Secrets in Disk Buffers
Starting with Vector’s 0.34.0
release, secrets in events will now be stored in disk buffers. These
secrets are stored unencrypted.
Event secrets
For some source components in Vector, such as the Datadog Agent or Splunk HEC sources, these components have the ability to store the API key received in requests by Vector in order to re-use the same API key when sending those events back out to a compatible service. This allows users, for example, to set up Vector as an aggregator for all of their Datadog Agent processes, reusing the original API key, or keys, as the events are then forwarded to the Datadog API.
Disk buffers and event secrets and metadata
Prior to #18816, these event secrets (and other event metadata) were not stored when using disk buffers. This represented a loss of functionality when users switched from the default in-memory buffers to disk buffers. In order to bring this functionality up to par, we added support for storing event secrets/metadata when writing events to disk buffers.
Naturally, event secrets represent sensitive data such as API keys and more. However, Vector currently stores these event secrets unencrypted in disk buffers.
Do I need to worry about this change?
Firstly, if you’re not using disk buffers, then there is no change to Vector’s behavior and you can stop reading here.
There are two main scenarios where a configuration might now start storing secrets in disk buffers:
- When you are using a source component which has the ability to store secrets
- When you are using
remap
and adding secrets directly to events
Source components that can store secrets
Some source components store secrets (specifically, API keys) on an event in order to facilitate Vector acting similarly to a proxy, using as much of the original request/event data as possible. Only two sources currently provide such behavior:
datadog_agent
source (stores theDD-API-KEY
header value; enabled by default)splunk_hec
source (stores theAuthorization
header value; disabled by default)
However, for both of these sinks, this behavior can be disabled by setting store_api_key
to
false
for the datadog_agent
source, or setting store_hec_token
to false
for the splunk_hec
source.
Manually-stored secrets using remap
When using the remap
transform, VRL exposes helper functions to set secrets on events. If your
remap
usage includes setting secrets, then those secrets would also now be in scope for getting
stored in disk buffers.
Securing disk buffers
As mentioned above, secrets will now be stored in disk buffer data files, and will be unencrypted. The data directory that Vector is configured to use should be locked down as tightly as possible so that only the user/group that runs the Vector process has read/write access.
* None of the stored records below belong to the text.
PR #29683, opened 2026-05-04
fix/docker permission error on community node installation due to missing tar flag

pReya:
## Summary

Busybox `tar` (used in the Alpine-based n8n Docker image) preserves UID/GID from archive headers even for non-root users. npm tarballs carry `uid=0/gid=0` headers, so extracted files end up owned by `root` when n8n runs as a custom UID — causing `EACCES` on the subsequent `package.json` read.

**Fix:** add `--no-same-owner` to the `tar` invocation in `downloadPackage`. Both GNU tar and busybox tar honour this flag, instructing tar to use the current process UID/GID instead of the archive's stored ownership.

## Root cause

The official n8n Docker image is Alpine-based, where `tar` is provided by busybox. Busybox `tar`, unlike GNU `tar`, by default preserves UID/GID metadata from the tarball even when extracting as a non-root user. npm-published tarballs typically contain `uid=0/gid=0` in their headers, so files end up owned by `root`. When n8n then tries to read `package.json` as the runtime UID, it gets `EACCES`.

This only surfaces when overriding the user via `docker run --user <UID>:<GID>`, which is the documented and recommended way to control file ownership on bind-mounted volumes.

## Changes

- `community-packages.service.ts` — adds `--no-same-owner` to the `tar` args
- `community-packages.service.test.ts` — updates the `execFile` assertion to match

No behaviour change for users running as `root` or the default `node` user (UID 1000).

## Review / Merge checklist

- [ ] Tests included. 

### DIFF
--- a/packages/cli/src/modules/community-packages/__tests__/community-packages.service.test.ts
+++ b/packages/cli/src/modules/community-packages/__tests__/community-packages.service.test.ts
@@ -451,7 +451,7 @@ describe('CommunityPackagesService', () => {
 			expect(execFile).toHaveBeenCalledTimes(1);
 			expect(execFile).toHaveBeenCalledWith(
 				'tar',
-				['-xzf', testBlockTarballName, '-C', testBlockPackageDir, '--strip-components=1'],
+				['-xzf', testBlockTarballName, '-C', testBlockPackageDir, '--strip-components=1', '--no-same-owner'],
 				{ cwd: testBlockDownloadDir },
 				expect.any(Function),
 			);
--- a/packages/cli/src/modules/community-packages/__tests__/community-packages.service.test.ts
+++ b/packages/cli/src/modules/community-packages/__tests__/community-packages.service.test.ts
@@ -451,7 +451,14 @@ describe('CommunityPackagesService', () => {
 			expect(execFile).toHaveBeenCalledTimes(1);
 			expect(execFile).toHaveBeenCalledWith(
 				'tar',
-				['-xzf', testBlockTarballName, '-C', testBlockPackageDir, '--strip-components=1', '--no-same-owner'],
+				[
+					'-xzf',
+					testBlockTarballName,
+					'-C',
+					testBlockPackageDir,
+					'--strip-components=1',
+					'--no-same-owner',
+				],
 				{ cwd: testBlockDownloadDir },
 				expect.any(Function),
 			);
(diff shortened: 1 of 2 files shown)


Joffcom:
Hey @pReya 

Can you provide an example of when you see this issue as it is not something I have seen when installing community nodes.

pReya:
> Hey @pReya
> 
> Can you provide an example of when you see this issue as it is not something I have seen when installing community nodes.

Sure. I've tried to come up with a reproduction with the help of Claude and successfully tried the Compose based reproduction on my local Mac system.

## Minimal reproduction (no n8n install required)

This isolates the exact `tar` invocation from `community-packages.service.ts`:

```sh
docker run --rm --user 3001:3001 --entrypoint sh docker.n8n.io/n8nio/n8n -c '
  cd /tmp
  wget -q https://registry.npmjs.org/n8n-nodes-imap/-/n8n-nodes-imap-2.17.0.tgz
  mkdir out
  tar -xzf n8n-nodes-imap-2.17.0.tgz -C out --strip-components=1
  echo "Running as UID $(id -u); extracted file owner:"
  ls -la out/package.json
'
```

**Actual output (bug):**
```
Running as UID 3001; extracted file owner:
-rw-r--r--    1 root     root  ...  out/package.json
```

**Expected output (matches GNU tar behavior):**
```
-rw-r--r--    1 3001     3001  ...  out/package.json
```

Adding `--no-same-owner` to the same `tar` invocation produces the expected
output — busybox tar supports this flag and it makes its behavior match GNU tar's
default for non-root extractors.

## End-to-end reproduction

### compose.yaml

```yaml
services:
  init:
    image: alpine
    command: chown -R 3001:3001 /data
    volumes:
      - n8n_data:/data
  n8n:
    image: docker.n8n.io/n8nio/n8n
    user: "3001:3001"
    depends_on:
      init:
        condition: service_completed_successfully
    ports:
      - "5678:5678"
    volumes:
      - n8n_data:/data
    environment:
      - N8N_USER_FOLDER=/data
      - N8N_COMMUNITY_PACKAGES_ENABLED=true
      - N8N_COMMUNITY_PACKAGES_ALLOW_TOOL_USAGE=true

volumes:
  n8n_data:
```

> A named volume + init container is used so the reproduction works on macOS
> Docker Desktop (where bind-mount UIDs are not preserved) as well as native Linux.
> A bind mount with `chown 3001:3001` on the host works equivalently on Linux.

### Steps

1. `docker compose up -d`
2. Open http://localhost:5678 and complete first-run setup.
3. **Settings → Community Nodes → Install** → enter `n8n-nodes-imap` → Install.
4. Observe the error toast:
   ```
   Error loading package "n8n-nodes-imap": EACCES: permission denied,
   open '/data/.n8n/nodes/node_modules/n8n-nodes-imap/package.json'
   ```
5. Confirm root cause:
   ```sh
   docker compose exec n8n sh -c \
     'id; ls -la /data/.n8n/nodes/node_modules/n8n-nodes-imap/'
   ```
   The container reports `uid=3001`, yet `package.json`, `LICENSE.md`, and
   `README.md` are owned by `root`.

## Environments tested

- macOS, Docker Desktop 4.x, image `docker.n8n.io/n8nio/n8n` (latest)
- Linux, native Docker, bind mount with host directory `chown 3001:3001`

Both reproduce the bug.

pReya:
@Joffcom Not sure if you saw my answer, since I did not mention you in the post. Can you give this another look?

Joffcom:
@pReya Looking at your reproduction you are changing the user which is not something we currently support so I would expect you to see a permission error. This makes sense now I read your initial description again, Keep in mind that the n8n application will run under the `node` user so just this one change may cause other issues.

I will pass this to one of the teams for review but it is possible that we may not accept this at the moment.

pReya:
> @pReya Looking at your reproduction you are changing the user which is not something we currently support so I would expect you to see a permission error. This makes sense now I read your initial description again, Keep in mind that the n8n application will run under the `node` user so just this one change may cause other issues.
> 
> I will pass this to one of the teams for review but it is possible that we may not accept this at the moment.

@Joffcom In this case, a documentation update would be nice to let users know, that n8n does not support running as a different user via docker `--user` flag.

Adding this tar flag still seems to be a good idea for consistent file permissions within the n8n file system – even without supporting the `--user` attribute. All files that are managed by n8n having the same owner/group seems to be a reasonable expectation and not having that might lead to more errors in the future. Especially since the behavior between a bare metal installation and a docker installation is different right now. It makes sense to keep the ownership consistent between the two installation methods (which this PR achieves).

P.S.: Sorry, I tried renaming the PR but GH decided to close the PR when I renamed the branch in my fork. Did not intend to close it.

By default on Unix-based platforms, Vector will attempt to set file permissions for the disk buffer directory/files to only be readable/writeable by the process user, and only readable by the process group. This does not occur on Windows.
Future improvements to disk buffers and securely buffering events
This is not the end of the story for storing secrets in disk buffers. We do have tentative plans to eventually support encrypting secrets in disk buffers, and potentially support encrypting all event data itself. This work depends on capabilities Vector does not currently have, such as being able to securely pass a decryption key into the process, and where a long-lived decryption key would live.
These issues need to be tackled first before we can provide a robust encryption solution for disk buffers.